-- Task statement --
Search the entries below for the line containing "(diff shortened: 1 of 6 files shown)"; from there to the end, return every line exactly and add nothing.

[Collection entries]
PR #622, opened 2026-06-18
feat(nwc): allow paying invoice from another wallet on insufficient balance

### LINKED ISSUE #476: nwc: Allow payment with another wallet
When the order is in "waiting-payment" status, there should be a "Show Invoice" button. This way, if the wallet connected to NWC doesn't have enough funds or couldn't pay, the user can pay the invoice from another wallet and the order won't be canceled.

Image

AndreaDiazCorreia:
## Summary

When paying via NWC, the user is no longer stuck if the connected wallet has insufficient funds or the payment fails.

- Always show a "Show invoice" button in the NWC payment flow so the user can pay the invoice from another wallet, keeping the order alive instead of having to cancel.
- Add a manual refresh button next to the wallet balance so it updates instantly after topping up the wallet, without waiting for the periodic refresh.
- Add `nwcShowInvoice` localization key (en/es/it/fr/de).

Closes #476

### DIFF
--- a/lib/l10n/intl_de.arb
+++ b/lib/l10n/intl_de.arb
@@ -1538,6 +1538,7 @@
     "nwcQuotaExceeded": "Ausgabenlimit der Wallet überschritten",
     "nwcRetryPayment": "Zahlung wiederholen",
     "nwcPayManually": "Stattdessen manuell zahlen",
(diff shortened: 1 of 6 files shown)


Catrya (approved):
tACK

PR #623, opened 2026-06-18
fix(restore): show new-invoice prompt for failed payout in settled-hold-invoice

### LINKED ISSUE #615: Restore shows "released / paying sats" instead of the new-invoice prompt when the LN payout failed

-- Output of the exercise --
(diff shortened: 1 of 6 files shown)


Catrya (approved):
tACK

PR #623, opened 2026-06-18
fix(restore): show new-invoice prompt for failed payout in settled-hold-invoice

### LINKED ISSUE #615: Restore shows "released / paying sats" instead of the new-invoice prompt when the LN payout failed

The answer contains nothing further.